Monday, March 20, 2017

Matthew Arnold's Culture and Anarchy (1869)

 


"[Matthew Arnold's] Culture and Anarchy appeared in book form just one year before Forster’s all-important Education Act of 1870 and it posed questions that still perplex us today: what kind of life should individuals in mass societies be encouraged to lead? How do such societies best ensure that our quality of life is not impoverished ? How to preserve an elevated and exclusive freedom of thought in an age of democratic fervour?
Opposed to this exalted assertion of an ideal version of “the good life”, there was the vulgarity, vigour and vehemence of Victorian England at its zenith. This, Arnold argues, was a heedless and exuberant individualism (replete with prejudice, greed, xenophobia, racism, intolerance and aggression) that would lead to anarchy. He nails this claim by showing how Victorian barbarism affected all strata of national life.

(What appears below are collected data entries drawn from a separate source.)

PR #417, opened 2019-03-19
Show inline linter messages in the compare view

kumar303:
This implements inline linter messages which is the final part to fix https://github.com/mozilla/addons-code-manager/issues/314

In http://localhost:3000/en-US/compare/494431/versions/1532144...1532144/ you can click on `common.js` to see an inline message.

Example from storybook:

Screenshot 2019-03-19 10 05 36

### DIFF
--- a/src/components/DiffView/index.spec.tsx
+++ b/src/components/DiffView/index.spec.tsx
@@ -482,7 +482,7 @@ describe(__filename, () => {
     );
   });
 
-  it('only renders messages per line', () => {
+  it('renders just the right amount of widgets', () => {
     const store = configureStore();
 
     const externalMessages = [
@@ -500,8 +500,10 @@ describe(__filename, () => {
       store,
       version,
     });
-    // Make sure we have truthy React nodes for exactly the same
-    // number of messages.
+
+    // As a sanity check on how the widgets are mapped,
+    // make sure we have truthy React nodes for exactly the same
+    // number of lines containing messages.
     expect(getWidgetNodes(widgets).length).toEqual(externalMessages.length);
   });
 
--- a/src/components/DiffView/index.spec.tsx
+++ b/src/components/DiffView/index.spec.tsx
@@ -1,6 +1,12 @@
 /* eslint-disable @typescript-eslint/camelcase */
 import React from 'react';
-import { Diff, parseDiff, getChangeKey } from 'react-diff-view';
+import {
+  Diff,
+  Hunks,
+  WidgetMap,
+  parseDiff,
+  getChangeKey,
+} from 'react-diff-view';
 import { Store } from 'redux';
 import { shallow } from 'enzyme';
 import { Location } from 'history';
@@ -29,7 +35,12 @@ import {
 } from '../../test-helpers';
 import styles from './styles.module.scss';
 
-import DiffView, { DiffViewBase, DefaultProps, PublicProps } from '.';
+import DiffView, {
+  DiffViewBase,
+  DefaultProps,
+  PublicProps,
+  getAllHunkChanges,
+} from '.';
 
 describe(__filename, () => {
   type RenderParams = { store?: Store; location?: Location } & Partial<
@@ -82,12 +93,14 @@ describe(__filename, () => {
     return { _fetchLinterMessages, dispatch, root, fakeThunk };
   };
 
-  const setUpLinterMessagesForPath = ({
+  const dispatchLinterMessages = ({
     messages,
     path = 'lib/react.js',
+    store,
   }: {
     messages: Partial<ExternalLinterMessage>[];
     path?: string;
+    store: Store;
   }) => {
     const version = createInternalVersion({
       ...fakeVersion,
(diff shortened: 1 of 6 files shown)


src/components/DiffView/styles.module.scss
```diff
@@ -60,3 +60,7 @@
     background-color: $light-gray;
   }
 }
+
+.inlineLinterMessages {
+  padding: 16px 16px 0 16px;
```
willdurand: Bootstrap sets `margin-botom: 1rem` to the alert component, so I guess we should also use `1rem` here:

```suggestion
  padding: 1rem 1rem 0 1rem;
```

src/components/DiffView/index.spec.tsx
```diff
@@ -82,12 +93,14 @@ describe(__filename, () => {
     return { _fetchLinterMessages, dispatch, root, fakeThunk };
   };
 
-  const setUpLinterMessagesForPath = ({
+  const dispatchLinterMessages = ({
```
willdurand: In the past, we used the name of the action prefixed with an underscore (`_loadLinterResult`) for such functions.

kumar303:
This is the issue to fix the `parseDiff()` types: https://github.com/mozilla/addons-code-manager/issues/420

src/components/DiffView/index.spec.tsx
```diff
@@ -97,15 +110,54 @@ describe(__filename, () => {
...
+      throw new Error(`Could not find a change at line ${line}`);
+    }
+
+    const key = getChangeKey(result[0]);
+    return shallow(<div>{widgets[key]}</div>);
+  };
+
+  const getWidgetNodes = (widgets: WidgetMap) => {
+    // Return a list of truthy React nodes in arbitrary order.
+    return Object.values(widgets).filter(Boolean);
```
willdurand: I believe `.filter((widgeet) => widget !== null)` would be slightly more readable. Could we have `widget` assigned to any other value?

src/components/DiffView/index.spec.tsx
```diff
@@ -371,35 +417,153 @@ describe(__filename, () => {
...
+      store,
+      messages: externalMessages,
+    });
+
+    const diffs = parseDiff(diffWithDeletions);
+    const widgets = renderAndGetWidgets({ diffs, store, version });
+
+    const { hunks } = diffs[0];
+
+    const firstRoot = renderWidget(hunks, widgets, externalMessages[0].line);
```
willdurand: shouldn't this be `firstWidget`?

src/components/DiffView/index.spec.tsx
```diff
@@ -371,35 +417,153 @@ describe(__filename, () => {
...
+    expect(firstRoot.find(LinterMessage)).toHaveLength(1);
+    expect(firstRoot.find(LinterMessage)).toHaveProp(
+      'message',
+      expect.objectContaining({
+        uid: externalMessages[0].uid,
+      }),
+    );
+
+    const secondRoot = renderWidget(hunks, widgets, externalMessages[1].line);
```
willdurand: `secondWidget`, maybe?

src/components/DiffView/index.spec.tsx
```diff
@@ -371,35 +417,153 @@ describe(__filename, () => {
...
+    expect(secondRoot.find(LinterMessage)).toHaveLength(1);
+    expect(secondRoot.find(LinterMessage)).toHaveProp(
+      'message',
+      expect.objectContaining({
+        uid: externalMessages[1].uid,
+      }),
+    );
+  });
+
+  it('only renders messages per line', () => {
```
willdurand: I don't really understand this test case description.

src/components/DiffView/index.tsx
```diff
@@ -109,6 +118,33 @@ export class DiffViewBase extends React.Component<Props> {
...
   };
 
+  getWidgets = (hunks: Hunks) => {
+    const { linterMessages } = this.props;
+
+    return getAllHunkChanges(hunks).reduce((widgets, change) => {
+      const changeKey = getChangeKey(change);
+      const line = change.lineNumber;
+
+      let widget = null;
```
willdurand: I'd move this declaration down, closer to where it gets assigned, but that's a personal taste I guess.

src/components/DiffView/index.spec.tsx
kumar303: Since this is a direct wrapper around `loadLinterResult` then, yeah, I guess that would make sense.

src/components/DiffView/index.spec.tsx
kumar303: Heh. I had that at first but it felt a bit fragile since react would also not render `undefined`. I was really just trying to mimic what react would do with a list of `React.ReactNode` types.

willdurand: ah ok, it took me some time to understand what this filter was doing and the comment did not help much. That being said, now that I understand what the filter does, the comment is relevant.

src/components/DiffView/styles.module.scss
kumar303: Thanks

In some of his wittiest and most entertaining passages, Arnold divided English society into three classes — the Barbarians, the Philistines, and the Populace. (With an almost audible sigh, he complains: “It is awkward and tiresome to be always saying the aristocratic class, the middle class, the working class.”) The Barbarians or aristocracy, he says, have a superficial “sweetness and light”, but are too concerned with the maintenance and enjoyment of their privileges to attain a true sense of beauty and a true liberation of thought:
The Barbarians had the passion for field-sports; as of the passion for asserting one’s personal liberty…. The care of the Barbarians for the body, and for all manly exercises; the chivalry of the Barbarians, with its characteristics of high spirit, choice manners, and distinguished bearing – what is this but the politeness of our aristocratic class?” 

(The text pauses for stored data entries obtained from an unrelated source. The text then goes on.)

PR #418, opened 2019-03-19
Add icon/title for known JS files

### LINKED ISSUE #115: Mark files / code that can be skipped during review

willdurand:
Fixes #115
~~:warning: depends on #401~~

---

This patch adds style/visual indication for file that are known (js) libraries.

You can also try this addon/version: http://localhost:3000/en-US/browse/502914/versions/1541734/

## Screenshot

Screen Shot 2019-03-25 at 12 06 43

Screen Shot 2019-03-25 at 12 15 50

Screen Shot 2019-03-25 at 12 15 42

Screen Shot 2019-03-25 at 12 06 43

### DIFF
--- a/src/components/FileTreeNode/index.spec.tsx
+++ b/src/components/FileTreeNode/index.spec.tsx
@@ -612,6 +612,22 @@ describe(__filename, () => {
       expect(isKnownLibrary(map, path)).toEqual(false);
     });
 
+    it('returns false when another path is a known library', () => {
+      const path = 'jquery.js';
+      const messages = [
+        {
+          ...fakeExternalLinterMessage,
+          file: path,
+          id: [LINTER_KNOWN_LIBRARY_CODE],
+          line: null,
+          type: 'notice',
+        },
+      ] as ExternalLinterMessage[];
+      const map = _getMessageMap(messages);
+
+      expect(isKnownLibrary(map, 'not-the-same-path')).toEqual(false);
+    });
+
     it('returns true when a path is a known library', () => {
       const path = 'jquery.js';
       const messages = [
@@ -626,6 +642,29 @@ describe(__filename, () => {
       const map = _getMessageMap(messages);
 
       expect(isKnownLibrary(map, path)).toEqual(true);
+    });
+
+    it('throws an error if an extra key is found in the linter message map', () => {
+      const path = 'jquery.js';
+      const messages = [
+        {
+          ...fakeExternalLinterMessage,
+          file: path,
+          id: [LINTER_KNOWN_LIBRARY_CODE],
+          line: null,
+          type: 'notice',
+        },
+      ] as ExternalLinterMessage[];
+      const map = _getMessageMap(messages);
+
+      const unexpectedKey = 'future';
+      // Artifically inject a new key in the message map.
+      // @ts-ignore
+      map[path][unexpectedKey] = {};
+
+      expect(() => {
+        isKnownLibrary(map, path);
+      }).toThrow(new RegExp(`Unexpected key "${unexpectedKey}" found`));
     });
   });
 });
--- a/src/components/FileTreeNode/index.spec.tsx
+++ b/src/components/FileTreeNode/index.spec.tsx
@@ -14,7 +14,12 @@ import {
 } from '../../test-helpers';
 import styles from './styles.module.scss';
 
-import FileTreeNode, { PublicProps, findMostSevereTypeForPath } from '.';
+import FileTreeNode, {
+  LINTER_KNOWN_LIBRARY_CODE,
+  PublicProps,
+  findMostSevereTypeForPath,
+  isKnownLibrary,
+} from '.';
 
 const fakeGetToggleProps = () => ({
   onClick: jest.fn(),
@@ -97,9 +102,9 @@ describe(__filename, () => {
     });
   };
 
-  const renderWithLinterMessage = ({
+  const renderWithLinterMessages = ({
     version = createInternalVersion(fakeVersion),
-    message = fakeExternalLinterMessage,
+    messages = [fakeExternalLinterMessage],
     treefoldRenderProps = {},
   }) => {
     const renderProps = getTreefoldRenderProps({
@@ -108,7 +113,7 @@ describe(__filename, () => {
     });
 
     return renderWithLinterProvider({
-      messageMap: _getMessageMap([message]),
+      messageMap: _getMessageMap(messages),
       version,
       ...renderProps,
     });
@@ -274,9 +279,11 @@ describe(__filename, () => {
       type: type as ExternalLinterMessage['type'],
     };
 
-    const root = renderWithLinterMessage({
-      message,
-      treefoldRenderProps: { isFolder: false },
+    const root = renderWithLinterMessages({
+      messages: [message],
+      treefoldRenderProps: {
+        isFolder: false,
+      },
     });
 
     expect(root.find(className)).toHaveLength(1);
@@ -302,8 +309,8 @@ describe(__filename, () => {
         type: type as ExternalLinterMessage['type'],
       };
 
-      const root = renderWithLinterMessage({
-        message,
+      const root = renderWithLinterMessages({
+        messages: [message],
         treefoldRenderProps: {
           id: message.file,
           isFolder: true,
@@ -327,8 +334,8 @@ describe(__filename, () => {
       file: 'manifest.json',
     };
 
-    const root = renderWithLinterMessage({
-      message,
+    const root = renderWithLinterMessages({
+      messages: [message],
       treefoldRenderProps: {
         id: 'some/other/file.js',
       },
@@ -343,8 +350,8 @@ describe(__filename, () => {
       file: 'src/manifest.json',
     };
 
-    const root = renderWithLinterMessage({
-      message,
+    const root = renderWithLinterMessages({
+      messages: [message],
       treefoldRenderProps: {
         id: 'src/',
         isFolder: true,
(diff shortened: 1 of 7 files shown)


src/components/FileTreeNode/index.tsx
```diff
@@ -86,11 +86,15 @@ const getIconForType = (type: string | null) => {
...
     case 'warning':
       return 'exclamation-triangle';
+    case 'known-library':
+      return 'check-circle';
     default:
       return 'info-circle';
   }
 };
 
+export const LINTER_MESSAGE_KNOWN_LIBRARY = 'JS Library Detected';
```
kumar303: Let's use the code instead. Here's a view of the API response:

Screenshot 2019-03-19 16 28 29

More info: https://github.com/mozilla/addons-linter/blob/master/docs/rules.md

src/components/FileTreeNode/index.tsx
```diff
@@ -114,13 +118,21 @@ export class FileTreeNodeBase<TreeNodeType> extends React.Component<Props> {
...
       linterType = findMostSevereTypeForPath(linterMessages, node.id);
+      let title = getTitleForType(linterType, isFolder);
+
+      if (
+        linterMessages[node.id] &&
+        linterMessages[node.id].global.some(
+          ({ message }) => message === LINTER_MESSAGE_KNOWN_LIBRARY,
+        )
+      ) {
+        linterType = 'known-library';
```
kumar303: In the case that `linterType` is already defined, I don't think it should be overridden. Consider this case: jquery was detected but the version of jquery they used has been banned. That should show up as a red error since it would lead to rejection.

Screenshot 2019-03-19 16 37 08

src/components/FileTreeNode/index.tsx
willdurand: oh, I could not find this constant. I found it in the linter but did not find it in the JSON file. I believe it is not stored in redux yet?

src/components/FileTreeNode/index.tsx
willdurand: Good call, thanks

willdurand:
@kumar303 could you share the addon id/version id related to the validation data and feedback above? looks like I only have old code (that are not even part of addons-linter o_O)

willdurand:
> @kumar303 could you share the addon id/version id related to the validation data and feedback above? looks like I only have old code (that are not even part of addons-linter o_O)

nevermind, finally found it :D

src/components/FileTreeNode/index.tsx
```diff
@@ -101,13 +105,22 @@ class FileTreeNodeBase<TreeNodeType> extends React.Component<PublicProps> {
     let linterType = null;
     if (linterMessages && hasLinterMessages) {
       linterType = findMostSevereTypeForPath(linterMessages, node.id);
+      let title = getTitleForType(linterType, isFolder);
+
+      if (
+        linterType === 'notice' &&
```
willdurand: I believe if the most severe type is `notice`, we can semi-hide the file, no? Or should we make sure that there is only/exactly one message?

src/components/FileTreeNode/index.tsx
```diff
@@ -73,11 +73,15 @@ const getIconForType = (type: string | null) => {
...
     case 'warning':
       return 'exclamation-triangle';
+    case 'known-library':
+      return 'check-circle';
     default:
       return 'info-circle';
   }
 };
 
+export const LINTER_KNOW_LIBRARY_CODE = 'KNOWN_LIBRARY';
```
kumar303: typo: this should be `LINTER_KNOWN_LIBRARY_CODE`

src/components/FileTreeNode/index.spec.tsx
```diff
@@ -340,6 +344,62 @@ describe(__filename, () => {
...
+      },
+    });
+
+    expect(root.find(`.${styles.isKnownLibrary}`)).toHaveLength(1);
+
+    const nodeIcons = root.find(`.${styles.nodeIcons}`);
+    expect(nodeIcons).toHaveLength(1);
+    expect(nodeIcons.find(FontAwesomeIcon)).toHaveProp('icon', 'check-circle');
+    expect(nodeIcons.find(FontAwesomeIcon).prop('title')).toMatch(
+      new RegExp('known library'),
```
kumar303: this would be slightly more concise as `/known library/`

src/components/FileTreeNode/index.tsx
kumar303: I'm not convinced that known library messages will always have the type `notice` (I can't be sure from looking at addons-linter). I'd rather not see our code make that assumption. Can you find another way to allow more severe messages take precedence? To be clear, I do agree that a known library message should override any other message of `type=notice`.

src/reducers/linter.spec.tsx
```diff
@@ -378,6 +379,7 @@ describe(__filename, () => {
       expect(
         createInternalMessage({
           ...fakeExternalLinterMessage,
+          id,
```
kumar303: Could you also fill in some value for `id` in the [helper](https://github.com/mozilla/addons-code-manager/blob/9457fa8069298c76d0f32dbe288dc7f257b2ea1e/src/test-helpers.tsx#L128)?

It looks like pretty much everything will have a code: https://github.com/mozilla/addons-linter/blob/master/src/messages/javascript.js

src/pages/Index/index.tsx
```diff
@@ -10,7 +10,7 @@ export class IndexBase extends React.Component<PublicProps> {
       <Col>
         <p>
           There is nothing you can do here, but try{' '}
-          <Link to="/en-US/browse/502955/versions/1541798/">
+          <Link to="/en-US/browse/494431/versions/1532144/">
```
kumar303: Maybe add links to both?

src/components/FileTreeNode/index.tsx
willdurand: @kumar303 heh. the docs says it is a `notice`: https://github.com/mozilla/addons-linter/blob/5df2b4ecce7d9c9ad6abc0e6c7d1283a5b0e249c/docs/rules.md#javascript

src/pages/Index/index.tsx
willdurand: one is enough I guess, and this one is better because it has more data

src/components/FileTreeNode/index.tsx
```diff
@@ -101,13 +105,22 @@ class FileTreeNodeBase<TreeNodeType> extends React.Component<PublicProps> {
     let linterType = null;
     if (linterMessages && hasLinterMessages) {
       linterType = findMostSevereTypeForPath(linterMessages, node.id);
+      let title = getTitleForType(linterType, isFolder);
+
+      if (
+        linterType === 'notice' &&
+        linterMessages[node.id] &&
+        linterMessages[node.id].global.some(({ code }) =>
```
kumar303: I've considered this more and I think we should *only* mark files as known libraries if there is a *single* message (global or not) that has the matching code. For all other cases, let's highlight the file like we normally would.

The current patch could encourage the reviewer to ignore `FLAGGED_FILE_TYPE` (a `notice`) which might mean the file is binary, if I'm reading these docs right: https://github.com/mozilla/addons-linter/blob/5df2b4ecce7d9c9ad6abc0e6c7d1283a5b0e249c/docs/rules.md#package-layout (I could be wrong)

More importantly, the current patch seems like it would ignore any errors or warnings that are in the `byLine` mapping.

willdurand: > More importantly, the current patch seems like it would ignore any errors or warnings that are in the `byLine` mapping.

I don't think this is correct. the function checks for linter messages everywhere.

> I've considered this more and I think we should _only_ mark files as known libraries if there is a _single_ message (global or not) that has the matching code. For all other cases, let's highlight the file like we normally would.

well, if all messages are notice, it certainly means the messages are not super important. If `FLAGGED_*` is important, it should not be a `notice`. More importantly, if `KNOWN_LIBRARY` is less important than other notices, it should not have a `notice` level.

> Hiding known libraries has severe security implications so I want to be cautious with how we do it.

We are not hiding files.

willdurand: > I've considered this more and I think we should _only_ mark files as known libraries if there is a _single_ message (global or not) that has the matching code. For all other cases, let's highlight the file like we normally would.

I had this question too: https://github.com/mozilla/addons-code-manager/pull/418#discussion_r267805279

@kumar303 so, what should we do here in the end?

kumar303: > should we make sure that there is only/exactly one [known_library] message?

Yes, I think that is the safest way to do it. We should only consider it a known library file if there is exactly one message having the known library code across `global` and `byLine` mappings and any *future* mappings.

> We are not hiding files.

The purpose of dimming / graying the file is to let reviewers safely ignore the file so I'd say it is the equivalent of hiding the file from review.

>> More importantly, the current patch seems like it would ignore any errors or warnings that are in the byLine mapping.

> I don't think this is correct. the function checks for linter messages everywhere.

ok, good. Can you add an explicit test for that?

willdurand: > Yes, I think that is the safest way to do it.

Alrighty, let's do this! 💪

src/components/FileTreeNode/index.spec.tsx
```diff
@@ -443,4 +504,105 @@ describe(__filename, () => {
...
+          ...fakeExternalLinterMessage,
+          file: path,
+          id: [LINTER_KNOWN_LIBRARY_CODE],
+          line: null,
+          type: 'notice',
+        },
+      ] as ExternalLinterMessage[];
+      const map = _getMessageMap(messages);
+
+      expect(isKnownLibrary(map, path)).toEqual(true);
```
kumar303: It would be nice to see an additional test for when a known library code exists but for the wrong path

src/components/FileTreeNode/index.tsx
```diff
@@ -50,6 +50,24 @@ export const findMostSevereTypeForPath = (
...
+export const isKnownLibrary = (
+  linterMessageMap: LinterMessageMap,
+  path: string,
+): boolean => {
+  if (!linterMessageMap[path]) {
+    return false;
+  }
+
+  const m = linterMessageMap[path];
+  if (Object.keys(m.global).length > 1 || Object.keys(m.byLine).length > 0) {
```
kumar303: I would like to see this account for future keys that we might add to `linterMessageMap`. You could do it a couple ways. Ideas:

- Assume that all keys on `linterMessageMap` will be arrays and concat them all together
- Iterate through a list of known keys (`global`, `byLine`) and throw an error if a new key is present

It's a bit paranoid but, as it stands, the known library code would win against messages in a new mapping key since there are no failing tests or type checks to remind us to update this part of the code. For something as sensitive as hiding files, I want to be sure that this will do the right thing.

willdurand: I see, thanks!

willdurand: > Assume that all keys on `linterMessageMap` will be arrays and concat them all together

that won't work because `byLine` is a map too.

willdurand: I went for the error thrown if a key is unexpected.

The Philistines or middle classes are devoted to money-making and a narrow form of religion; they are indifferent or hostile to beauty; and they are ‘the enemy of the children of light’, or servants of the idea.” 
Finally, the rowdy Populace are violent in their prejudices and brutal in their pleasures. But all three groups are agreed that “doing as one likes” is the chief end of man, and all are self-satisfied."